A Second Half That Loses Traction
Post-interval, Crazxy shifts gears, and not always smoothly. The plot thickens—Abhimanyu’s past, his daughter’s condition, and a web of mistrust—but the momentum wobbles. The tire scene’s adrenaline peak gives way to a slower unraveling, with the screenplay leaning on contrivances. Why does the kidnapper know his exact cash stash? Is his ex-wife or lover involved? The twists, meant to dazzle, start feeling predictable, and the film’s tight grip loosens. Online chatter reflects this: fans laud the “mind-bending” build-up, but many—like me—find the third act a letdown. The revelation of the kidnapper’s identity and motive aims for emotional heft but lands in melodrama, a “mawkish puddle” that dilutes the visceral edge.

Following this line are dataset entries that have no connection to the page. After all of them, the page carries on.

PR #10361, opened 2021-03-22
chore: skip service worker plugin for non PWAs

haijian-vaadin:
Reduce frontend build time for non-PWA applications by not running the service worker Webpack plugin.

### DIFF
--- a/flow-server/src/main/resources/webpack.generated.js
+++ b/flow-server/src/main/resources/webpack.generated.js
@@ -145,24 +145,26 @@ const swManifestTransform = (manifestEntries) => {
   return { manifest, warnings };
 };
 
-const serviceWorkerPlugin = new InjectManifest({
-  swSrc: clientServiceWorkerEntryPoint,
-  swDest: serviceWorkerPath,
-  manifestTransforms: [swManifestTransform],
-  maximumFileSizeToCacheInBytes: 100 * 1024 * 1024,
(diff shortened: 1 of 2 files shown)


flow-server/src/main/resources/webpack.generated.js
```diff
@@ -123,46 +123,50 @@ if (useClientSideIndexFileForBootstrapping) {
...
+    if (indexEntryIdx !== -1) {
+      manifest[indexEntryIdx].url = appShellUrl;
+      appShellManifestEntry = manifest[indexEntryIdx];
+    } else {
+      // Index entry is only emitted on first compilation. Make sure it is cached also for incremental builds
+      manifest.push(appShellManifestEntry);
+    }
+  
+    return { manifest, warnings };
+  };
```
joheriks, line 147: Does it actually provide any performance improvement to wrap `swManifestTransform` into a function, since the value is already a function (meaning that the body doesn't get executed until it is actually called).

joheriks (changes requested):

flow-server/src/main/resources/webpack.generated.js
haijian-vaadin: good catch, fixed.

joheriks (approved):

joheriks (approved):

PR #16268, opened 2023-03-15
refactor: theme scope selection

sissbruecker:
## Description

- Adds a scope selector for switching theming between local (instance) and global (all components of type) scope
- Updates API calls to also send instance's node ID when using local scope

The climax is the real roadblock. After 80 minutes of breakneck suspense, it opts for a tidy, heartstring-tugging resolution that feels bolted on. Abhimanyu’s redemption—tied to a social message about accepting children with disabilities—has noble intent but lacks the punch to stick the landing. Critics note the shift from thriller to soap opera feels jarring, and I agree; a bolder, more ambiguous end could’ve cemented Crazxy as a genre game-changer. Instead, it coasts to a stop, leaving you impressed but unsatisfied.
Shah’s Solo Show and Technical Triumphs
Sohum Shah is the film’s beating heart. Fresh off Tumbbad’s re-release hype, he proves he’s Bollywood’s risk-taker supreme. Abhimanyu is a tour de force—abrasive one minute, broken the next—and Shah nails every beat. His physicality—clenched fists, wild eyes—sells the chaos, especially in that tire sequence, a masterclass in one-man tension. The voice cast shines too: Anand’s baritone chills, Sajayan’s pleas pierce, and Shukla’s barbs sting. Unnati Surana’s brief role as Vedica leaves a mark, her innocence a quiet counterpoint to the madness.
Technically, Crazxy is a flex. The editing (Sanyukta Kaza, Rythem Lath) keeps it zippy, while the sound design—phone static, revving engines—amps the immersion. Vishal Bhardwaj’s recreations of “Goli Maar Bheje Mein” and “Abhimanyu Chakravyuh Mein” nod to Bollywood’s past with flair, though some find the score overbearing. It’s a slick package, though the CGI in later scenes feels clunky, a rare misstep.
A Social Message That Resonates—Sort Of
Beneath the thrills, Crazxy tackles disability stigma and redemption. Abhimanyu’s rejection of Vedica mirrors society’s biases, and his arc aims to challenge that. It’s a worthy thread, but the execution—especially in the syrupy finale—feels more performative than profound. Still, it lingers, sparking post-credits debates about parenthood and accountability.
Verdict: A Thrilling Ride Worth Taking
Crazxy is a 3.5 out of 5 for me—a bold, breathless thriller that stumbles at the finish. Shah’s bravura turn and Kohli’s audacious vision make it a standout in Bollywood’s sea of sameness, echoing Locke or Kaun with an Indian twist. It’s not perfect—the climax disappoints, and the hype outpaces its box office pull (a modest ₹1-1.25 crore opening)—but it’s a cinematic jolt worth experiencing. Catch it in theaters for Shah’s solo magic and that tire scene’s pulse-pounding rush. Crazxy doesn’t fully crack the code, but it’s a hell of a try—and that’s crazxy enough.